▸ **Work required**: Every entry below is to be copied exactly, with nothing left out.

====== Information shown ======

PR #557, opened 2020-10-19
pa-745 & pa-635 - Adding v01.01.00 migration

Fosol:
## Description

Creating new database migration **v01.01.00** which contains updates to the **Project** and **ProjectSnapshot** tables.

Updating makefile with a few more shortcuts to get things done quicker;
- `make db-add n={migration name}` = create a new migration and auto complete the code changes for scripts
- `make db-drop` = drop the whole database
- `make npm-refresh` = If npm packages change, get the frontend rebuilt and working again
- `make db-remove` = remote the prior migration and files from code and the db
- `make db-migrations` = list all the migrations
- `make db-rollback n={migration name}` = rollback the specified db migration
` `make build n={service name}` = build the specific service
- `make up n={service name}` = spin up the specific service
- `make stop n={service name}` = stop the specific service

### DIFF
--- a/backend/entities/Project.cs
+++ b/backend/entities/Project.cs
@@ -263,7 +263,7 @@ namespace Pims.Dal.Entities
         [NotMapped]
         [DataMemberAttribute]
         public DateTime? PriorYearAdjustmentOn { get; set; } // TODO: Move to metadata property.
-        
+
         /// <summary>
         /// get/set - When the project was completed.
         /// </summary>
@@ -289,7 +289,7 @@ namespace Pims.Dal.Entities
 
         #region Financials
         /// <summary>
-        /// get/set - The netbook value which is the sum of the properties.
+        /// get/set - The netbook value.
         /// </summary>
         public decimal NetBook { get; set; }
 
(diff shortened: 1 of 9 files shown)


backend/entities/Project.cs
```diff
@@ -289,7 +289,7 @@ public class Project : BaseEntity
 
         #region Financials
         /// <summary>
-        /// get/set - The netbook value which is the sum of the properties.
+        /// get/set - The netbook value.
```
Fosol, line 292: These are no longer sums, they will be manually entered by user.

scripts/db-migration.sh
```diff
@@ -0,0 +1,30 @@
+#!/bin/bash
```
Fosol, line 1: This script provides a way to automatically update the migration auto-generated file so that it is converted to a seed migration.  Which means it can run scripts in the appropriate folder structure.

devinleighsmith:
I'm confused. I thought I was assigned to the DB story on PIMS-635, so I ended up creating the same migration. Any ideas how we can communicate better to avoid duplicated work in the future?

devinleighsmith (approved):

devinleighsmith:
@Fosol I also made the API changes for this story, so hopefully you aren't working on that in parallel as well.

Fosol:
@devinleighsmith I mentioned it this morning in Scrum.  But if you have yours done, feel free to submit the PR.  I was working on the db changes to support pa-745 and felt they were closely related and it wouldn't take much to do it all.

devinleighsmith:
If you wouldn't mind, assign yourself the story in Jira next time. That would greatly assist me.

scripts/db-migration.sh
devinleighsmith: This is nice.

jdtoombs (approved):

backend/entities/ProjectSnapshot.cs
```diff
@@ -23,22 +24,59 @@ public class ProjectSnapshot : BaseEntity
...
+        /// get/set - Whether this snapshot represents a final report (i.e. a report presented to the ADM).
+        /// </summary>
+        /// <value></value>
+        public bool IsFinal { get; set; }
+
+        /// <summary>
+        /// get/set - The date the snapshot was taken.
+        /// </summary>
+        /// <value></value>
+        public DateTime SnapshotOn { get; set; }
```
goemen, line 43: Can we rename this to something like `SnapshotTimestamp`, `SnapshotOn` feels like its a boolean value

goemen (approved):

======

▸ **Answer**:
PR #557, opened 2020-10-19
pa-745 & pa-635 - Adding v01.01.00 migration

Fosol:
## Description

Creating new database migration **v01.01.00** which contains updates to the **Project** and **ProjectSnapshot** tables.

Updating makefile with a few more shortcuts to get things done quicker;
- `make db-add n={migration name}` = create a new migration and auto complete the code changes for scripts
- `make db-drop` = drop the whole database
- `make npm-refresh` = If npm packages change, get the frontend rebuilt and working again
- `make db-remove` = remote the prior migration and files from code and the db
- `make db-migrations` = list all the migrations
- `make db-rollback n={migration name}` = rollback the specified db migration
` `make build n={service name}` = build the specific service
- `make up n={service name}` = spin up the specific service
- `make stop n={service name}` = stop the specific service

### DIFF
--- a/backend/entities/Project.cs
+++ b/backend/entities/Project.cs
@@ -263,7 +263,7 @@ namespace Pims.Dal.Entities
         [NotMapped]
         [DataMemberAttribute]
         public DateTime? PriorYearAdjustmentOn { get; set; } // TODO: Move to metadata property.
-        
+
         /// <summary>
         /// get/set - When the project was completed.
         /// </summary>
@@ -289,7 +289,7 @@ namespace Pims.Dal.Entities
 
         #region Financials
         /// <summary>
-        /// get/set - The netbook value which is the sum of the properties.
+        /// get/set - The netbook value.
         /// </summary>
         public decimal NetBook { get; set; }
 
(diff shortened: 1 of 9 files shown)


backend/entities/Project.cs
```diff
@@ -289,7 +289,7 @@ public class Project : BaseEntity
 
         #region Financials
         /// <summary>
-        /// get/set - The netbook value which is the sum of the properties.
+        /// get/set - The netbook value.
```
Fosol, line 292: These are no longer sums, they will be manually entered by user.

scripts/db-migration.sh
```diff
@@ -0,0 +1,30 @@
+#!/bin/bash
```
Fosol, line 1: This script provides a way to automatically update the migration auto-generated file so that it is converted to a seed migration.  Which means it can run scripts in the appropriate folder structure.

devinleighsmith:
I'm confused. I thought I was assigned to the DB story on PIMS-635, so I ended up creating the same migration. Any ideas how we can communicate better to avoid duplicated work in the future?

devinleighsmith (approved):

devinleighsmith:
@Fosol I also made the API changes for this story, so hopefully you aren't working on that in parallel as well.

Fosol:
@devinleighsmith I mentioned it this morning in Scrum.  But if you have yours done, feel free to submit the PR.  I was working on the db changes to support pa-745 and felt they were closely related and it wouldn't take much to do it all.

devinleighsmith:
If you wouldn't mind, assign yourself the story in Jira next time. That would greatly assist me.

scripts/db-migration.sh
devinleighsmith: This is nice.

jdtoombs (approved):

backend/entities/ProjectSnapshot.cs
```diff
@@ -23,22 +24,59 @@ public class ProjectSnapshot : BaseEntity
...
+        /// get/set - Whether this snapshot represents a final report (i.e. a report presented to the ADM).
+        /// </summary>
+        /// <value></value>
+        public bool IsFinal { get; set; }
+
+        /// <summary>
+        /// get/set - The date the snapshot was taken.
+        /// </summary>
+        /// <value></value>
+        public DateTime SnapshotOn { get; set; }
```
goemen, line 43: Can we rename this to something like `SnapshotTimestamp`, `SnapshotOn` feels like its a boolean value

goemen (approved):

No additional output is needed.